21 Peter H. Smith, “The Politics of Argentine Beef, 1880-1940” (Columbia University Dissertation, 1966), pp. 347-348. As an example of the special problems that have arisen when scholars conduct research in other countries, the experience of the Foreign Area Fellowship Program sent out to its fellows in June, 1966, the following statement on “Factors Affecting Research abroad”:

Within recent months, it has become evident that certain research-connected problems which have traditionally confronted scholars working abroad are growing more acute. To insure that these problems are managed with the highest standards of professional competence, it is recommended that the following factors be considered when planning or actually conducting research projects:

  1. 1.

    1. Research topics which are sensitive for political or other reasons may seriously complicate overseas investigations. When sensitive topics are involved, visas are often not granted by foreign governments, or if they are, the types of materials necessary to prepare a dissertation are seldom made available upon arrival in the host country. Furthermore, even when materials on sensitive topics are accessible, the complications attending their use are rather difficult to cope with and sometimes result in situations which adversely affect the entire research milieu in the country involved.

  2. 2.

    2. If a scholar desires to conduct research on a sensitive topic, consideration should be given to a possible alternate project in the earliest stages of preliminary dissertation research.

  3. 3.

    3. Those projects which involve extensive interviewing require a good knowledge of the foreign language to be used, as well as proper training in interviewing and measuring techniques. In those cases where these prerequisites are not met, foreign scholars, officials and archivists may take serious objection to the work being done, and so may restrict a researcher's ability to complete his project.

  4. 4.

    4. In many countries, scholars, political personalities and government officials have been repeatedly approached by successive researchers in connection with similar or related research topics. Although these persons have generally exerted every effort to be helpful, competing time demands make it difficult, if not impossible, for busy persons to make themselves available for recurrent interviews. Advance introductions and appointments are apt to be of vital importance in this connection.

  5. 5.

    5. Many people in foreign countries have objected to the fact that American researchers who draw heavily upon personal and official documents often leave the country without making the results of their research available either in English or the local language, even when such action can be appropriately taken. For example, North American scholars have been criticized in Latin America for refusing to leave, or to send copies of, IBM cards containing the coded results of interviews. Such refusal has been interpreted as a form of exclusive intellectual exploitation of what are, in the ultimate analysis, limited research sources. The publication of research results in the local language may be given serious consideration as a way of minimizing such criticism, or at the least, copies of articles in English may be widely circulated, as appropriate, to journals and individuals in the countries concerned.

  6. 6.

    6. Research scholars from the United States have become much more visible in developing countries in recent years, because of their numbers, their relative affluence, and their tendency to concentrate in capital cities. In addition, there have been a few cases of inappropriate uses of research methods that have been widely publicized and have created attitudes destructive of the prospects of other research students. Consequently, research opportunities are in danger of disappearing in countries in Africa, Latin America and Southeast Asia. Therefore, United States scholars should make every effort to conduct themselves so that a maximum of open research possibilities remain available to those researchers who may follow them.

  7. 7.

    7. It is becoming increasingly apparent that it is highly desirable, and it may now be necessary, that a researcher establish some mutually satisfactory relationship with a university or similar institution in the foreign country where research will be conducted. Such affiliation should not, of course, involve control by the institution over the scholar or his research project.
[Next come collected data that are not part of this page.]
PR #25292, opened 2025-07-05
[EP ABI] Utility to serialize OrtGraph to GraphProto

adrianlizarraga:
### Description
- Provides utility functions that serialize an `OrtGraph` to a `GraphProto` or `ModelProto`.
  - Header-only file that can be copied to a project that builds with ORT and ONNX.
  - Available in [include/onnxruntime/core/providers/utils/ort_graph_to_proto.h](https://github.com/microsoft/onnxruntime/blob/adrianl/ep-abi-ort-graph-to-onnx-protobuf/include/onnxruntime/core/providers/utils/ort_graph_to_proto.h)
- Updates the `Node_GetSubgraphs` API function to also return the attribute names associated with each subgraph. This is required to determine which subgraph corresponds to a given attribute.
- Adds `Graph_GetNumOperatorSets` and `Graph_GetOperatorSets` API functions to get the opset version for each domain.

### Motivation and Context
Provide a utility to facilitate porting of existing execution providers to the new EP ABI. The utilities introduced by this PR convert an `OrtGraph` into an ONNX protobuf representation, which some existing EPs currently convert to their internal representation. Ideally, we would prefer a more direct conversion from a `OrtGraph` to the EP's internal representation, but this is a large effort. These utilities enable an incremental transition.


include/onnxruntime/core/session/onnxruntime_c_api.h
```diff
@@ -5568,6 +5570,45 @@ struct OrtApi {
...
+   * an empty string.
+   *
+   * \param[in] graph The OrtGraph instance.
+   * \param[out] num_operator_sets Output parameter set to the number of operator sets that the graph's model uses.
+   *
+   * \snippet{doc} snippets.dox OrtStatus Return Value
+   *
+   * \since Version 1.23.
+   */
+  ORT_API2_STATUS(Graph_GetNumOperatorSets, _In_ const OrtGraph* graph, _Out_ size_t* num_operator_sets);
```
adrianlizarraga, line 5587: Note: "Operator set" is terminology from ONNX: https://github.com/onnx/onnx/blob/3236bf77da50c6bd365e7a3d0e79ef47acace640/onnx/onnx.proto#L888-L901

ORT also uses "domain opset versions". Not sure which is clearer.

jywu-mysoft:
Thanks @adrianlizarraga! we should discuss with @chilo-ms where the utility functions should live. there are several options.

chilo-ms (approved):

adrianlizarraga:
@chilo-ms @jywu-msft , I made this a header-only file that can be copied into a project that builds with ORT + ONNX. I moved it into `include/onnxruntime/core/providers/utils/ort_graph_to_proto.h` and added documentation comments describing how to include the file.

Please let me know if you have any feedback. Thanks.

include/onnxruntime/core/providers/utils/ort_graph_to_proto.h
```diff
@@ -0,0 +1,718 @@
...
+       offset = out_file.tellp();
+       location = external_file_path;
+       out_file.write(static_cast<const char*>(data), bytes);
+       out_file.flush();
+       is_external = true;  // True if is external initializer
+       return Ort::Status{nullptr};
+     }
+
+     ONNX_NAMESPACE::GraphProto graph_proto;
+     OrtEpUtils::OrtGraphToProto(test_graph->GetOrtGraph(), graph_proto, handle_initializer_data);
```
adrianlizarraga:
```suggestion
     OrtEpUtils::OrtGraphToProto(*ort_graph, graph_proto, handle_initializer_data);
```

adrianlizarraga:
Closing and re-opening because some checks are not running.

include/onnxruntime/core/session/onnxruntime_c_api.h
```diff
@@ -5933,20 +5974,24 @@ struct OrtApi {
...
+   *                             attribute names that correspond to the subgraphs.
    *
    * \snippet{doc} snippets.dox OrtStatus Return Value
    *
    * \since Version 1.23.
    */
   ORT_API2_STATUS(Node_GetSubgraphs, _In_ const OrtNode* node,
-                  _Out_writes_(num_subgraphs) const OrtGraph** subgraphs, _In_ size_t num_subgraphs);
+                  _Out_writes_(num_subgraphs) const OrtGraph** subgraphs, _In_ size_t num_subgraphs,
+                  _Out_writes_(num_subgraphs) const char** attribute_names);
```
chilo-ms: nit: In some cases, user only needs the subgraphs and not cares about the subgraph's name. For example, in TRT EP, it needs to check whether all nodes in the subgraph are assigned to TRT EP. In order to use this API, user still needs to have `std::vector<const char*> attr_names(num_subgraphs)` but it's not used. User can't pass in `nullptr` and it will fail due to gsl::span in the implementation.

adrianlizarraga: Good point. I can make it optional so that the user can pass in nullptr.

chilo-ms (approved):

PR #2654, opened 2019-12-13
define private version of dxcore enum that is added in 19H1 SDK.

orilevari:
Use a privately defined enum value for the dxcore feature level so that we can build on a pool without 19H1 SDK.

In future iterations, onnxruntime build definitions will be reworked to allow for building with vs2019 which will allow us to update the release agent pool VM bootstrap scripts to pull down 19H1. For now this PR will allow us to run release pipelines in the meantime.

PR #25297, opened 2025-07-06
FIX: dxcore include when compiling with older Windows SDK

JulienMaille:
### Description
Confirmed to work with `Windows 10 SDK, version 1803 (10.0.17134.0)`

### DIFF
--- a/onnxruntime/core/platform/windows/device_discovery.cc
+++ b/onnxruntime/core/platform/windows/device_discovery.cc
@@ -35,8 +35,16 @@ using Microsoft::WRL::ComPtr;
 
 //// For DXCore info.
 #include <initguid.h>
+#if __has_include(<directx/dxcore.h>)
 #include <directx/dxcore.h>
+#else
+#include <dxcore.h>
+#endif
+#if __has_include(<directx/dxcore_interface.h>)
 #include <directx/dxcore_interface.h>
+#else
+#include <dxcore_interface.h>
+#endif
 #include <wil/com.h>
 
 #include "core/common/cpuid_info.h"


fs-eire:
```
D:\a\_work\onnxruntime\onnxruntime\onnxruntime\core\platform\windows\device_discovery.cc(38,10): fatal error C1083: Cannot open include file: 'directx/dxcore.h': No such file or directory
```

the change is failing for the existing build.

Could you share more information how this change fixed your build? Is there a header file path change for a specific range of SDK?

JulienMaille:
@fs-eire That's weird.
So 
- with `#include <directx/dxcore.h>` it will include `_deps\directx_headers-src\include\directx\dxcore.h`
- with `#include <dxcore.h>` I get `D:\Dev\onnxruntime\ort-1.23.0\onnxruntime\core\platform\windows\device_discovery.cc(38,10): error C1083: Cannot open include file: 'dxcore.h': No such file or directory`

Note that with `Windows SDK v17134` there's no dxcore.h while when compiling for `SDK v26100` it is present in`C:\Program Files (x86)\Windows Kits\10\Include\10.0.26100.0\um\dxcore.h`

I suppose your pipeline doesn't populate `_deps\directx_headers-src\`?

fs-eire:
Seems currently `_deps\directx_headers-src\` only exists when building with `--use_dml`.

@skottmckay @snnn do we want to always include "directx_headers" for Windows build so that ORT can build against older Windows SDK

JulienMaille:
@fs-eire Do you have a pipeline that builds with `--use_dml`? Because I'm currently testing and it seems I need the same fix with latest Windows SDK.

fs-eire:
I don't think we have an active DML CI pipeline.

JulienMaille:
For the record, These are my build parameters (when testing without forcing older sdk): `--config Release --build_dir 'D:\dev\onnxruntime\bld-x64-1.23.0-mimalloc-ov2025.2.0' --skip_submodule_sync --build_shared_lib --parallel --use_dml --use_mimalloc --compile_no_warning_as_error --skip_submodule_sync --skip_tests --skip_onnx_tests --cmake_extra_defines 'CMAKE_POLICY_VERSION_MINIMUM=3.5 onnxruntime_ENABLE_MEMLEAK_CHECKER=OFF' onnxruntime_BUILD_UNIT_TESTS=OFF CMAKE_INTERPROCEDURAL_OPTIMIZATION=ON --use_openvino MULTI:GPU,CPU`

JulienMaille:
I see other includes in dml
https://github.com/microsoft/onnxruntime/blob/0ccecf71f4347abac08660a984058da4bb07ae9c/onnxruntime/core/providers/dml/dml_provider_factory_creator.h#L15
https://github.com/microsoft/onnxruntime/blob/0ccecf71f4347abac08660a984058da4bb07ae9c/onnxruntime/core/providers/dml/dml_provider_factory.cc#L8
but if really needed we could have
```c++
#if __has_include(<directx/dxcore.h>)
#include <directx/dxcore.h>
#else
#include <dxcore.h>
#endif
#if __has_include(<directx/dxcore_interface.h>)
#include <directx/dxcore_interface.h>
#else
#include <dxcore_interface.h>
#endif
```
Also as @fs-eire said, `_deps\directx_headers-src\` are not only required for dml but also for device discovery.

JulienMaille:
@fs-eire Any chance to re-run the CI? Would be nice to have a pipeline that builds the dml plugin to show you what issue I'm trying to fix.

snnn:
If I remember correctly, DirectML EP did not really work good with older Windows SDKs. Like this: https://github.com/microsoft/onnxruntime/pull/2654

Newer version of Windows SDKs not only introduce new APIs, but also have bug fixes and provide new macros.  Usually people should always use the latest Windows SDK. And the compatibility for older Windows versions is controlled by the macros listed in https://learn.microsoft.com/en-us/cpp/porting/modifying-winver-and-win32-winnt?view=msvc-170 . In theory the macros should provide enough guarantee. I know it is not the case.  Anyway, I think we still should use the latest SDK, and find ways to do the compatibility testing.  Find a Windows 10 ver 1803 machine and run the tests, which should be enough. 

So, in my opinion, this PR is optional.

PR #25298, opened 2025-07-06
FIX printDebugInfo in ov_interface.cc

JulienMaille:
error C2181: illegal else without matching if

Fix compilation in debug due to {} mismatch

### DIFF
--- a/onnxruntime/core/providers/openvino/ov_interface.cc
+++ b/onnxruntime/core/providers/openvino/ov_interface.cc
@@ -57,452 +57,452 @@ void printDebugInfo(const ov::CompiledModel& obj) {
 }
 #endif
 
-  // Function to check if a given OV property is enabled
-  std::optional<bool> queryOVProperty(const std::string& property, const std::string& device_type) {
-    try {
-      // Get the property value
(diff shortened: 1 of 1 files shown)


fs-eire:
Please use clang-format to format the code

JulienMaille:
@fs-eire the whole file is weirdly formatted, regarding the bit I fixed I have followed the same formatting.
BTW do you have a pipeline that build with OpenVino in debug? This bug with {} should never have been committed.

fs-eire:
There is one. But I think the build pipeline only build release so the code is never included

JulienMaille:
I’m not sure how to format or indent my fix without conflicting with the formatting of the surrounding code.

fs-eire:
> I’m not sure how to format or indent my fix without conflicting with the formatting of the surrounding code.

I checked it locally. you are right, the file is not initially well formated. The Lint job only checks modified files. It's OK to commit the file after formatting a lot of lines - it should have been formatted before.

JulienMaille:
@fs-eire Done

fs-eire (approved):

PR #25305, opened 2025-07-07
[webgpu] a few optimizations to graph capture implementation

fs-eire:
### Description

1. rename `SessionState` to `GraphCaptureState`, since there is already one SessionState type in ORT.
2. optimize implementation of `ComputeContext::BufferManager()`


qjia7 (approved):
LGTM, thanks.

PR #25308, opened 2025-07-07
[EP ABI] Infer OrtDevice for plugin EP from registered OrtMemoryInfo

adrianlizarraga:
### Description
- Infer `OrtDevice` for a plugin EP from the registered `OrtMemoryInfo` for device memory.
- Fix potential `nullptr` dereference when a `PluginExecutionProvider` tries to log a message without a valid logger. Now, constructing a `PluginExecutionProvider` requires passing a valid logger.

### Motivation and Context
Address a `TODO` to properly set the `OrtDevice` for a `PluginExecutionProvider` instance.

### DIFF
--- a/onnxruntime/core/session/ep_plugin_provider_interfaces.cc
+++ b/onnxruntime/core/session/ep_plugin_provider_interfaces.cc
@@ -99,8 +99,19 @@ static OrtDevice GetOrtDeviceForPluginEp(gsl::span<const OrtEpDevice* const> ep_
 
   // Check assertion that all OrtEpDevice instances must have the same device_memory_info
   bool all_match = std::all_of(ep_devices.begin() + 1, ep_devices.end(),
-                               [&device_memory_info](const OrtEpDevice* ep_device) {
-                                 return ep_device->device_memory_info == device_memory_info;
+                               [mem_a = device_memory_info](const OrtEpDevice* ep_device) {
+                                 const OrtMemoryInfo* mem_b = ep_device->device_memory_info;
+
+                                 if (mem_a == mem_b) {
+                                   return true;  // Point to the same OrtMemoryInfo instance.
+                                 }
+
+                                 if (mem_a == nullptr || mem_b == nullptr) {
+                                   return false;  // One is nullptr and the other is not.
+                                 }
+
+                                 // Both non-null but point to different instances. Use operator==.
+                                 return *mem_a == *mem_b;
                                });
   if (!all_match) {
     ORT_THROW("Error creating execution provider '", ep_devices[0]->ep_name,
--- a/onnxruntime/core/session/ep_plugin_provider_interfaces.cc
+++ b/onnxruntime/core/session/ep_plugin_provider_interfaces.cc
@@ -84,17 +84,11 @@ struct PluginEpMetaDefNameFunctor {
 // PluginExecutionProvider
 //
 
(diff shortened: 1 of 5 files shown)


skottmckay (approved):

onnxruntime/core/session/ep_plugin_provider_interfaces.cc
```diff
@@ -86,10 +86,34 @@ struct PluginEpMetaDefNameFunctor {
 // PluginExecutionProvider
 //
 
+static OrtDevice GetOrtDeviceForPluginEp(gsl::span<const OrtEpDevice* const> ep_devices) {
+  // Get the OrtDevice from OrtEpDevice.device_memory_info if it is set. Otherwise, we set it to CPU.
+  // If there are multiple OrtEpDevice instances,the device_memory_info must be consistent for all.
```
adrianlizarraga:
```suggestion
  // If there are multiple OrtEpDevice instances, the device_memory_info must be consistent for all.
```

onnxruntime/core/session/ep_plugin_provider_interfaces.cc
```diff
@@ -86,10 +86,34 @@ struct PluginEpMetaDefNameFunctor {
 // PluginExecutionProvider
 //
 
+static OrtDevice GetOrtDeviceForPluginEp(gsl::span<const OrtEpDevice* const> ep_devices) {
+  // Get the OrtDevice from OrtEpDevice.device_memory_info if it is set. Otherwise, we set it to CPU.
+  // If there are multiple OrtEpDevice instances, the device_memory_info must be consistent for all.
+
+  if (ep_devices.empty()) {
+    // Should never be the case that we have no OrtEpDevices, but just in case.
+    return OrtDevice();
```
yuslepukhin: Would logging a warning be helpful here?

skottmckay: I don't think this is possible. If there's no OrtEpDevice how would we be creating an EP instance?

adrianlizarraga: I'll update this to `ORT_ENFORCE`

onnxruntime/core/session/provider_policy_context.cc
```diff
@@ -355,7 +356,7 @@ Status ProviderPolicyContext::CreateExecutionProvider(const Environment& env, Or
         info.ep_factory->CreateEp(info.ep_factory, info.hardware_devices.data(), info.ep_metadata.data(),
                                   info.hardware_devices.size(), &options, &logger, &api_ep)));
     ep = std::make_unique<PluginExecutionProvider>(UniqueOrtEp(api_ep, OrtEpDeleter(*info.ep_factory)), options,
-                                                   *info.ep_factory, info.devices);
+                                                   *info.ep_factory, info.devices, *logger.ToInternal());
```
adrianlizarraga, line 359: Note: explicitly passing the logger to `PluginExecutionProvider()`, which currently assumes it always has a valid logger. This would have caused a segfault if the EP tried to log a message in a session that uses auto EP.

onnxruntime/core/session/ep_plugin_provider_interfaces.cc
adrianlizarraga: updated.

adrianlizarraga:
Will close and reopen to get the `license/cla` check to run.

skottmckay (approved):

The Foreign Area Fellowship Program has consistently held that the responsibility for selecting a research proposal rests with the scholar himself and his academic advisers. Similarly, the actual conduct of a given research project has always been viewed as falling within the purview of the researcher in the field. No change in this position is contemplated. However, because of suggestions made by numerous professors, former Fellows, and friendly persons abroad, it has been deemed appropriate to call the above points to the attention of individuals planning to undertake field research, especially in the developing countries.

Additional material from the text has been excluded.